* _Exercise_:
In the entries below, find every line with the string "Metal" and copy it.

(Dataset items)
PR #3576, opened 2021-02-25
FrameGraph rewrite from the ground up

pixelflinger:
FrameGraph rewrite from the ground up

The main goal of this rewrite was to make the code
simpler and easier to maintain.

The API is mostly unchanged, however there are some differences.
- we now have the concept of subresources, e.g. for Textures, as
  subresource is a mip level or layer.
- RenderTargets are no longer resources, instead they are transiant
  objects associated to a pass and are now called RenderPasses.
- RenderPasses take subresources for attachments.
- We have better validation of graph building.

We should also compute discard flags more accurately.


bejado:
FYI Windows is failing with

```
D:\a\filament\filament\filament\src\fg2/FrameGraphId.h(67,14): error C2039: 'swap': is not a member of 'std' [D:\a\filament\filament\out\cmake-mt\filament\filament.vcxproj]
C:\Program Files (x86)\Microsoft Visual Studio\2019\Enterprise\VC\Tools\MSVC\14.28.29333\include\limits(25): message : see declaration of 'std' [D:\a\filament\filament\out\cmake-mt\filament\filament.vcxproj]
```

filament/src/PostProcessManager.cpp
```diff
@@ -281,94 +282,80 @@ FrameGraphId<FrameGraphTexture> PostProcessManager::structure(FrameGraph& fg,
...
     // We limit the lowest lod size to 32 pixels (which is where the -5 comes from)
-    const size_t levelCount = FTexture::maxLevelCount(width, height) - 5;
+    const size_t levelCount = std::min(8, FTexture::maxLevelCount(width, height) - 5);
     assert_invariant(levelCount >= 1);
 
     // generate depth pass at the requested resolution
     auto& structurePass = fg.addPass<StructurePassData>("Structure Pass",
             [&](FrameGraph::Builder& builder, auto& data) {
-                data.depth = builder.createTexture("Structure Buffer", {
+                data.depth = builder.create<FrameGraphTexture>("Structure Buffer", {
```
bejado, line 301: Why not use `builder.createTexture` here?

filament/src/fg2/details/DependencyGraph.h
```diff
@@ -0,0 +1,199 @@
...
+     * @return A list of outgoing edges
+     */
+    EdgeContainer getOutgoingEdges(Node const* node) const noexcept;
+
+    Node const* getNode(NodeID id) const noexcept;
+
+    Node* getNode(NodeID id) noexcept;
+
+    //! cull unreferenced nodes. Links ARE NOT removed, only reference counts are updated.
+    void cull() noexcept;
```
bejado, line 165: I'm having some trouble understanding the algorithm behind cull. When is a node culled? When there's no path from it to a "target" node?

filament/src/PostProcessManager.cpp
pixelflinger: That's an oversight. Thanks!

filament/src/fg2/details/DependencyGraph.h
pixelflinger: Yes excatly.

PR #3583, opened 2021-02-26
Label Metal render encoders with group markers

bejado:
This makes debugging Metal captures much easier to follow.


prideout (approved):
Looks good.  Note that <stack> includes <deque> which includes <algorithm>.  After Mathias makes some containers we should do a big cleanup.

bejado:
> Note that `<stack>` includes `<deque>` which includes `<algorithm>`. After Mathias makes some containers we should do a big cleanup.

Agreed.

PR #3587, opened 2021-02-26
Remove hat-trie from third_party.

prideout:
This is unused, my fault for adding it in the first place.


romainguy (approved):

prideout:
Oh we're using this for the name-to-entity stuff in gltfio.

* _Solved problem_:
Label Metal render encoders with group markers
This makes debugging Metal captures much easier to follow.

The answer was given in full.